I heard once that people spend more time planning their wedding than their marriage. It stuck with me because it defies logic. Why spend more time planning a single day than the decades of marriage to follow? If you want the bliss to continue long after you tie the knot, here’s how to keep your romance alive when you're married.
1. Date each other.
And I don’t mean go out every Friday night to the same restaurant. If date night always looks the same, you can easily fall into a rut and soon it will feel about as romantic as going to the grocery store. Date inspired like you did when you first met. Try a new romantic restaurant, go for an early sunrise hike, or just talk until you fall asleep at night. Try a brunch date or something you don’t normally do. When you do the unexpected, trying new experiences or going out at different times of the day, it keeps the excitement alive.
2. If you want quality time with your significant other, plan it.
Get things on your calendar weekly, not just on birthdays and anniversaries. When it’s Monday, think up a fun plan for the weekend. Purposefully schedule future events — a concert, festival or sporting event, (whatever is your thing!) — so you have things to look forward to together.
3. Don’t stop caring about how you show up.
Yes, one of the comfy aspects of marriage is how you can be real around each other — hanging out in your gym clothes, going sans make-up or gaining (what I call) happy marriage weight. It’s wonderful to love each other unconditionally, but when you date, you put some thought into how you show up, so the point here is: Don’t stop caring about how you show up. Learn from what you did when you were dating.

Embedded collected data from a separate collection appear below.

PR #3493, opened 2026-08-20
Validate legacy MSH headers before parsing

CoffeeDrivenCoder:
## Summary
- read the four legacy MSH header counts together and reject truncated headers
- reject negative counts before passing them to NumPy data reads
- report the actual expected texcoord count instead of the literal placeholder
- add regression coverage for empty, truncated, negative-count, and incomplete-texcoord files

Previously, empty or truncated files leaked an internal `IndexError`, while negative counts reached `np.fromfile` where `-1` has special read-to-EOF semantics. These inputs now fail consistently with a descriptive `ValueError`.

## Testing
- `msh2obj_test.py`: 4 tests passed, including the existing MSH-to-OBJ model equivalence test
- `pyink --check` on both changed Python files
- `isort --check-only` on both changed Python files
- `git diff --check`

### DIFF
--- a/python/mujoco/msh2obj.py
+++ b/python/mujoco/msh2obj.py
@@ -42,10 +42,16 @@ class Msh:
       raise FileNotFoundError(f"{file} does not exist.")
 
     with open(file, "rb") as f:
-      nvertex = np.fromfile(f, dtype=np.int32, count=1)[0]
-      nnormal = np.fromfile(f, dtype=np.int32, count=1)[0]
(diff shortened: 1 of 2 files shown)


CoffeeDrivenCoder:
Hi maintainers, a quick follow-up on the CI for this PR.

The fork-triggered build and lint workflows were awaiting approval and have now expired after 30 days without running any jobs. Could someone with write access please approve and re-trigger the workflows when convenient? I am happy to update the branch if a new commit is needed to start a fresh run.

Thank you!

PR #3495, opened 2026-08-21
Fix flex contact filtering compaction

### LINKED ISSUE #3297: filterFlexContacts can keep the wrong final contact after FPS compaction
I think there may be a bug in `filterFlexContacts` introduced in `8ba68cee` (`Limit the number of flex contacts per collision pair`).

The short version is that the FPS selection loop can end up keeping a different final contact than the one it actually selected.

The relevant code is here:
- `src/engine/engine_collision_driver.c:401`
- current `main` at `5d782a2b`

What I think is happening:

- `filterFlexContacts` selects contacts with farthest-point sampling.
- During the loop it swaps `contacts[best]` into the kept prefix at `contacts[nselected]`.
- But that swap only happens when `nselected < mjMAXCONPAIR - 1`.
- On the final selected contact, the function increments `nselected` and then truncates `d->ncon`, without compacting `contacts[best]` into the kept prefix first.

So the last selected contact can be dropped, and the truncated prefix can contain a different contact instead.

A small toy translation of the loop reproduces that behavior: the selected sequence is `{A, B, C}` but the kept prefix after compaction/truncation becomes `{A, B, D}`.

I think there is also a second invariant problem here: because `contacts[]` is swapped in place during FPS, `selected[]` / `min_dist[]` no longer stay attached to the same logical candidate after the first swap. But even without leaning on that, the missing final compaction step already looks sufficient to make the retained set wrong.

Expected behavior:
- the first `nselected` contacts after filtering should be exactly the contacts selected by FPS.

Actual behavior:
- the final kept prefix can differ from the selected set.

If this diagnosis looks right, I'm happy to send a small PR with a regression test.

rootkiller6788:
Fixes #3297.

`filterFlexContacts` limits the number of contacts kept per flex collision pair using farthest-point sampling. The selection loop swapped `contacts[best]` into the kept prefix while the loop was still running, so the `selected[]` / `min_dist[]` bookkeeping (which is indexed by array position) no longer referred to the same logical contacts after the first swap. In practice this can re-select an already-picked contact (and skip a valid one), and because the swap was intentionally skipped for the final selected contact (when `nselected == mjMAXCONPAIR - 1`), the truncated prefix could contain a different, unselected contact instead.

This change keeps the selected contacts in a temporary buffer and compacts them into the contact prefix only after the selection loop finishes, so the first `nselected` contacts after filtering are exactly the contacts selected by farthest-point sampling.

Verification:
- `engine_collision_driver.c` compiles cleanly (single-file `gcc -c` against the in-repo headers).
- A standalone translation of the loop logic reproduces the discrepancy on the original code (the kept prefix differs from the selected set and contains duplicate selections) and shows the fixed logic keeps exactly the selected set.

### DIFF
--- a/src/engine/engine_collision_driver.c
+++ b/src/engine/engine_collision_driver.c
@@ -455,6 +455,7 @@ static void filterFlexContacts(mjData* d, int ncon_before) {
   mj_markStack(d);
   mjtByte* selected = mjSTACKALLOC(d, n, mjtByte);
   mjtNum* min_dist = mjSTACKALLOC(d, n, mjtNum);
+  mjContact* kept = mjSTACKALLOC(d, mjMAXCONPAIR, mjContact);
   memset(selected, 0, n);
 
   for (int i = 0; i < n; i++) {
@@ -472,8 +473,15 @@ static void filterFlexContacts(mjData* d, int ncon_before) {
     }
   }
 
+  // Select contacts by farthest point sampling.  The selected contacts are
+  // collected in `kept` and compacted into the contact prefix only after the
+  // selection loop finishes: swapping contacts in place during the loop would
+  // leave `selected`/`min_dist` indexed against a permuted array and corrupt
+  // the selection (and also drop the last selected contact when its index is
+  // not moved into the prefix).
   while (nselected < mjMAXCONPAIR && best >= 0) {
     selected[best] = 1;
+    kept[nselected] = contacts[best];
     mjtNum* bestpos = contacts[best].pos;
 
     int nextbest = -1;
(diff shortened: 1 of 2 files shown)


sylvesterkaczmarek (commented):
This fixes the indexing problem cleanly. `selected` and `min_dist` now stay tied to the original contact array for the whole farthest-point loop, and compaction only happens after selection is finished, so the retained prefix matches the actual selected set, including the final pick. No blocker from me.

sylvesterkaczmarek (commented):
I think this needs a repository regression test. The bug is specifically in selection/compaction bookkeeping, but the PR currently validates it only with a standalone translation of the loop, so CI won't protect it later. A crafted case with more than `mjMAXCONPAIR` candidates should assert that the retained prefix is exactly the farthest-point selected set, including the final selected contact.

rootkiller6788:
Thanks, you're right that the fix shouldn't ship without CI coverage for the bookkeeping. I added a regression test to test/engine/engine_collision_driver_test.cc (commit 78aad81). It puts an 8x8 flex grid (64 vertices) just above a plane with midphase disabled, so the flex-plane pair goes through the direct narrowphase branch and all 64 vertices become candidates. The test reconstructs those candidates from the engine's own vertex positions using the same contact-point expressions as mj_collidePlaneFlex, replays the farthest-point selection, and asserts that the 50 retained contacts match the selected set one by one, in selection order — including the final pick that the old code dropped. Please take another look when you get a chance.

4. Make it a no-secret zone.
Ever hear the expression that you're only as sick as your secrets? Romance needs one essential ingredient to survive and that’s intimacy. And you can’t have intimacy if you're keeping secrets from each other. Preserve your romance by communicating often, having total transparency, and making your marriage a no-secret zone.

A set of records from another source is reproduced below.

PR #3516, opened 2026-08-24
Keep Unity slide spring references in linear units

sylvesterkaczmarek:
## Summary

Fix Unity import of `springref` for slide joints when the MJCF compiler uses radians.

The shared `SpringSettings.FromMjcf` path converted every `springref` from radians to degrees whenever `MjSceneImportSettings.AnglesInDegrees` was false. That is correct for angular joints, but a slide joint's `springref` is a linear position and must remain in metres.

This change:
- makes the shared joint-settings parser distinguish angular from linear spring references
- keeps the existing angular conversion as the default
- has `MjSlideJoint` explicitly request linear spring-reference handling
- adds regression coverage showing `springref="0.25"` remains `0.25` in a radian-model import

## Validation

Rebased onto current `main`. The diff remains limited to the shared joint settings, `MjSlideJoint`, and its existing test file. Pre-commit and change-scanner checks pass on the refreshed branch.

The Unity EditMode suite was not executed locally, so upstream CI provides the full platform validation.


Balint-H (approved):
Thanks for fixing the end of file newline issue. LGTM

sylvesterkaczmarek:
Thanks @Balint-H for the review and approval. Appreciate you checking the final newline fix as well.

PR #3517, opened 2026-08-24
Serialize Unity hinge reference with invariant culture

sylvesterkaczmarek:
## Summary

Make Unity-generated hinge joint `ref` values locale-independent.

`MjHingeJoint.OnGenerateMjcf` already uses `MjEngineTool.MakeLocaleInvariant` for `range`, but formats `ref` with the current process culture. On locales with a comma decimal separator, for example `fr-FR`, a reference value such as 1.5 can therefore be written as `1,5`, which is not the intended MJCF numeric representation.

This change:
- serializes hinge `ref` through `MjEngineTool.MakeLocaleInvariant`
- adds a regression test that switches the current culture to `fr-FR` and verifies the generated value remains `1.5`
- does not change parsing or runtime joint behaviour

## Validation

The branch is based directly on current `main`, is one commit ahead, and changes only `MjHingeJoint.cs` and its existing test file.

The Unity EditMode suite was not executed in this environment, so no local Unity test pass is claimed.

### DIFF
--- a/unity/Runtime/Components/Joints/MjHingeJoint.cs
+++ b/unity/Runtime/Components/Joints/MjHingeJoint.cs
@@ -91,7 +91,7 @@ namespace Mujoco {
         throw new ArgumentException("Lower range value can't be bigger than Higher");
       }
       mjcf.SetAttribute("range", MjEngineTool.MakeLocaleInvariant($"{RangeLower} {RangeUpper}"));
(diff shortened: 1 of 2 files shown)


Balint-H (approved):
Simple minor tweak. Having a test just for this feels excessive, but not problematic.

Issue #3527, opened 2026-08-27
URDF <mimic> is dropped silently, while <dynamics> and <limit effort> in the same parser are honoured


omnilink-tech:
`src/xml/xml_urdf.cc` contains no handling for `<mimic>` -- `grep -ci mimic`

5. Decide to spend more moments in joy than tension.
Ever go to someone’s house and it feels like tension soup? The air is heavy, the atmosphere tense, and after you leave you need a yoga class to decompress. Purposefully choose to have a joyful home instead. When you make a conscious decision not to have tension in your home, you will resolve conflicts fast, take the higher road more often and push yourself to be positive even in moments when you aren’t totally feeling it. And if you’re doing it right, other people just might tell you your home feels easy-breezy.
6. Skip the negativity.
Your marriage won’t resemble your dating life if you and your spouse compete for the title of Who is Right and try and prove each other wrong. If you take digs at each other, roll your eyes at your spouse, or dish out some form of negativity regularly, you could be eroding the relationship. Chronic negativity isn’t (successful) dating behavior.
7. Take care of you.
Hooray if you are always thinking of your partner’s needs. Boo if you do it at the expense of your own. It’s much easier to keep the spark alive in your marriage if the spark is still alive in you. Take that much needed time for your own goals and interests.
8. Ask for what you want.
Do you wish you did more spontaneous things as a couple? Hoping your spouse will start working less so he or she will spend more time with you? Don’t test your spouse to see if he or she is a mind reader. Ask for what you want. It’s a much quicker route to getting what you want than venting to your friends.

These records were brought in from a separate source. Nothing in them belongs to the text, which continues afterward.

PR #3531, opened 2026-08-28
Fix thermal DC motor velocity derivatives

giusenso:
## Summary

DC motor forward dynamics use temperature-adjusted winding resistance, while the analytic velocity derivative uses the unadjusted configured resistance.

This PR makes the derivative use the same effective resistance as the forward model for physical motor terms. The controller’s torque-to-voltage conversion continues using configured resistance, matching current forward behavior.

## Motivation

The analytic velocity derivative can disagree with finite differences when thermal dynamics change winding resistance. This affects implicit integration and other consumers of qDeriv.

## Intent Question

This difference may be intentional (if so, just close this PR). MuJoCo sometimes uses approximate derivatives, and configured resistance may have been selected deliberately for stability or controller semantics.

The RST documentation mentions thermal resistance variation but does not specify whether:

* resistance is defined at reftemp.
* Analytic derivatives use configured or temperature-adjusted resistance.
* The controller compensates for temperature-adjusted resistance.

If configured-resistance linearization is intentional, the appropriate resolution may instead be a documentation update and explanatory source comment. If the controller should use temperature-adjusted resistance, a broader forward-model change may be needed.

This PR follows the narrower interpretation that analytic derivatives should match the existing forward implementation.

## Changes

* Compute winding resistance from the current temperature state.
* Use temperature-adjusted resistance for stateless back-EMF and stateful current derivatives.
* Retain configured resistance in the controller’s torque-to-voltage mapping.
* Leave motors without thermal dynamics unchanged.
* Add regression coverage comparing analytic and centered finite-difference derivatives for thermal stateless and stateful motors.


fallenmi (approved):
I reviewed exact head `969f85943f3f59f765083db0a5973b1edd6d04e2`.

The derivative now uses the same temperature-adjusted winding resistance as the forward actuator path, while correctly retaining the configured/nameplate resistance in the torque-to-voltage controller mapping. That preserves the existing controller semantics and makes the resulting damping scale by `R0 / R(T)` for stateless motors and by the same physical `R(T)` in the stateful current update.

I checked this with an independent central finite-difference oracle over eight configurations: raw-voltage and controller inputs, stateless and stateful current, preceding slew/integral activation slots, non-default ambient/reference temperatures, and a non-thermal control. Exact base disagrees in six thermal cases; this head and a clean merge into current `main` pass all eight with a worst absolute error of `1.6e-10`. The full owning derivative test binary passes 32/32 on the current merge, the three DC-motor tests pass three repetitions, `git diff --check` is clean, and all exact-head build/lint workflows are green.

Disclosure: I used OpenAI Codex to inspect and build the exact revisions, construct and run the finite-difference matrix, execute the focused/full tests, and draft this review. I verified the code paths, outputs, exact commits, CI, and conclusion.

9. Do the things you did when you dated.
Do the small, simple things you used to do when you dated like holding hands, making your spouse a cup of coffee, snuggling up, wearing cologne or perfume or complimenting each other. Don’t let the security of marriage cause you to stop investing in the relationship. Small acts can add up big.
You can practice all of these things by just giving your marriage some conscious thought. What could I plan this week for some quality bonding time? How can I be a better version of me today? What could I do for my partner to make him/her feel loved and supported? Bottom line: Don’t stop thinking about your marriage just because you're already married. Date your spouse and an ordinary day can be as happy as your wedding day.